Continuing, you come the the IDE integration screen. If you have Eclipse installed the installer will setup integration with that for you. I personally use VScode or command line editors for my dev work (emacs!).

Note: On Windows and macOS I believe this is where you would have the option to integrate with Visual Studio or Xcode (Visual Studio install is required for oneAPI on Windows.)

Next is the option for the "Intel Software Improvement Program" which sends some anonymized information back to Intel.

Then the install will proceed. Note that it may use up as much as 24GB of storage space.
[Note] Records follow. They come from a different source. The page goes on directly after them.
Issue #576, opened 2013-05-24
obspy.signal dependence on matplotlib


claudiodsf:
Currently `obspy.signal` depends on matplotlib (and imports matplotlib modules), due to `spectral_estimation.py`.

This creates some problem for people, like me, who need some specific module from `obspy.signal` (like, in my case `obspy.signal.invsim.cosTaper`), but, at the same time, need to customize matplotlib configuration.

For instance, I don't want to open a graphical window, so I need to do:

``` python
import matplotlib
matplotlib.use('agg')
```

This fails with the following warning:

```
/usr/local/lib/python2.7/site-packages/matplotlib/__init__.py:1042: UserWarning:  This call to matplotlib.use() has no effect
because the the backend has already been chosen;
matplotlib.use() must be called *before* pylab, matplotlib.pyplot,
or matplotlib.backends is imported for the first time.
```

Since matplotlib is already imported by `obspy.signal`.

There is a workaround to that, which is to unload and reload matplotlib (http://stackoverflow.com/questions/3285193/how-to-switch-backends-in-matplotlib-python).

However, it would be better, if possible to split out matplotlib dependence from `obspy.signal`.
In principle, the only module expected to depend on matplotlib should be `obspy.imaging`.

PR #929, opened 2015-01-19
Image comparison

krischer:
Work in progress...don't merge yet!

This PR replaces the import of matplotlib's `compare_images()` function with a modified copy of the version from the latest matplotlib release. This restores some sanity to the imaging tests. The output of different matplotlib versions might differ slightly but now we at least compare the pictures using the same metric!

Previously we had custom baseline tolerances for the different matplotlib versions while still having version dependent relative tolerances in quite a lot of tests! Totally crazy to be honest ;-)

This furthermore means that `nose` is no longer required and the `HAS_COMPARE_IMAGES` test skipping condition is now obsolete thus I removed it.

Also `obspy.signal.spectral_estimation` no longer has the nice failure mode when matplotlib is not present. Matplotlib has been a hard depedency of ObsPy for quite a while now.


mbyt:
+1 for one dependency (nose) less, great.

Even with adding a copied version of compare_images the overall LOC statistic of this Pull request are: "174 additions and 274 deletions." Respect!

QuLogic:
Have you considered turning it into a decorator? That should give you the autoskip behaviour when matplotlib isn't installed. It'd be a bit of a pain converting all the `with`s though.

krischer:
Turning what into a decorator? I'm not entirely sure I understand.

After you have done an install running the installer again will detect your configuration and give you an offer to "Modify" your install. Very handy.

Setting Environment Variables to use oneAPI:

One last thing before you can use the tools available in the toolkit is to initialize the needed application and library paths. The default user install in in $HOME/intel/oneAPI,

You should probably explore that directory. One of the things you will find is "setvars.sh". That is the file that you need to "source" from a terminal shell in order to initialize the oneAPI environment for that shell. You can add a line like,

source $HOME/intel/oneAPI/setvar.sh

to your .barshrc file if you want all newly started shell to be initialized. I don't recommend that because it can interfere with other "paths" and libraries in unexpected ways.
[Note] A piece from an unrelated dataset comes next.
PR #930, opened 2015-01-20
Releases

aringler-usgs:
I have switched the PPSD routine to do the response removal in the frequency domain.  This fixes the problem of the wrong amplitude at very long periods (1000 s and more) when doing PPSDs.  I have modified the PPSD tests to be tested on the same data, but using this modified algorithm.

Personally I prefer to create an alias with that "source" line in my $HOME/.bashrc and then just run that alias in any shell where I want access to the oneAPI compilers and tools. For example, you can add the following to the end of your .bashrc file,

# alias to set oneAPI environment
alias oneapi="source  $HOME/intel/oneapi/setvars.sh"

Read the documentation for the tools and compilers and enjoy!

Conclusion

There is lots to explore with oneAPI! The Intel developer tools are among the best ever created and they are available to you free to use (you can pay for a support license). We just installed the Base toolkit, there is more that can be installed along with that. When you add additional toolkits the installer will find your Base install and add the new tools to that. The second toolkit that I installed was the oneAPI HPC Toolkit.

That toolkit provides the "Classic" C++ and Fortran compilers a new Fortran compiler and the Intel MPI library. I have a project going right now where I'm using these tools.

In a later post I will go through a setup with the oneAPI AI toolkit using conda from an Anaconda Python setup. We will do that by installing Intel Python and the toolkit(s) from the repositories on Anaconda cloud.

I hope you have found this post helpful and wish you the best of luck exploring these excellent developer tools!